The 21st century world has turned its back on decency and morality and celebrates hedonism. It measures an individual not on their virtue but their materialism.
In a world such as today, not only would the United States not be able to be founded and the Constitution created – what remains of it actually being respected – but Israel too could not be founded because the principles of the chalutzim are no longer even taught.
A nation that forgets the reason for its existence is a nation in danger of losing its self-esteem. Given the “leaders” that Israel has today, it is clear just how weak we are.
I never thought I would see a day when what happened against Hezballah would occur or when a town in Israel would be allowed to be destroyed by the enemy – Sderot.
The blood of all the soldiers that lost their lives then, stain the immoral yellow hands of Olmert. He is a disgrace to Israel and Israelis ought to be ashamed of themselves.
I was brought up to believe that bringing a gift of money to a wedding was bad manners. I have long since freed myself from this prejudice. In Israel most people would much rather receive money, to spend as they like, than a toaster they neither want or need.
And some people really do need the money to pay for the wedding. You may say that if they can’t afford it, they should have a smaller wedding. This is fine for you to say, but tell me this, if you have ten siblings (half of them married with children) and sixty first cousins (ditto), not to mention second and third cousins and hundreds of close friends, who are you going to NOT invite? And what if you really want everyone there to witness your happiness and be a part of it?
The credit card idea is excellent. Not only does it save the happy couple the hassle of spending the morning after their wedding waiting in line at the bank, it is also safer. There have been quite a few violent robberies of brides and bridegrooms, on their way out of their wedding celebrations with bags full of cash and checks.
Erm, looking back at what I wrote above, I realize you have to double the family amounts – often both the bride and the groom have large families. I know a lot of people who have at least sixty to seventy participants at their Seder Night table every year, and that’s just immediate family.

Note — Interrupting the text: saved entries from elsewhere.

PR #3138, opened 2020-10-16
Use --start-ledger and --start-hash in online captive core.

abuiles:
<details>
  
### PR Structure

  otherwise).
  packages.

### Thoroughness

### Release planning

</details>

### What

Use `--start-ledger` and `--start-hash` in captive core.

### Why

This allow us to do a fast catchup without having to call `new-db` and `catchup` before.

### Known limitations

For now we are relying on the history archive to get the ledger header hash. We need to refactor that next.  If we have previous ingested ledgers in Horizon DB, then we should read the hash and ledger sequence from there.

### DIFF
--- a/historyarchive/archive.go
+++ b/historyarchive/archive.go
@@ -20,6 +20,7 @@ import (
 	"sync"
 
 	"github.com/stellar/go/support/errors"
+	"github.com/stellar/go/xdr"
 )
 
 const hexPrefixPat = "/[0-9a-f]{2}/[0-9a-f]{2}/[0-9a-f]{2}/"
@@ -59,6 +60,7 @@ type ArchiveInterface interface {
 	PutPathHAS(path string, has HistoryArchiveState, opts *CommandOptions) error
 	BucketExists(bucket Hash) (bool, error)
 	CategoryCheckpointExists(cat string, chk uint32) (bool, error)
+	GetLedgerHeader(chk uint32) (xdr.LedgerHeaderHistoryEntry, error)
 	GetRootHAS() (HistoryArchiveState, error)
 	GetCheckpointHAS(chk uint32) (HistoryArchiveState, error)
 	PutCheckpointHAS(chk uint32, has HistoryArchiveState, opts *CommandOptions) error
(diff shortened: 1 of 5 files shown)


historyarchive/archive.go
```diff
@@ -149,6 +151,28 @@ func (a *Archive) CategoryCheckpointExists(cat string, chk uint32) (bool, error)
...
+
+	for {
+		err = xdrStream.ReadOne(&ledgerHeader)
+		if err != nil {
+			if err == io.EOF {
+				break
+			}
+			return ledgerHeader, errors.Wrap(err, "error reading from ledger stream")
+		}
+	}
```
bartekn, line 171: Is `for` needed here?

historyarchive/archive.go
```diff
@@ -149,6 +151,28 @@ func (a *Archive) CategoryCheckpointExists(cat string, chk uint32) (bool, error)
 	return a.backend.Exists(CategoryCheckpointPath(cat, chk))
 }
 
+func (a *Archive) GetLedgerHeader(chk uint32) (xdr.LedgerHeaderHistoryEntry, error) {
```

I hear you. And particularly when the couple is young and has no money, cash makes sense. That said, you’re just left hoping that it goes to their bank account, and not to pay for the wedding.
In the case of the family being a small tribe and affordability the issue have a small wedding – there is no sense in going into debt for a wedding – that is indeed meshuggah!
People will understand.
I have never felt honored or slighted over invitations.